- **What is needed**
Go through the data and copy each line where the string "away" appears.

[Data excerpts]
PR #736, opened 2020-01-24
WIP explore test setup as 'python setup.py test' is going away

DougBurke:
Support for 'python setup.py test' is going away, so switch to
using py.test here (it is fortunately an easy change).


DougBurke:
Of course it couldn't be that simple...

DougBurke:
Replaced by work in #784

- **Exercise answer**
WIP explore test setup as 'python setup.py test' is going away
Support for 'python setup.py test' is going away, so switch to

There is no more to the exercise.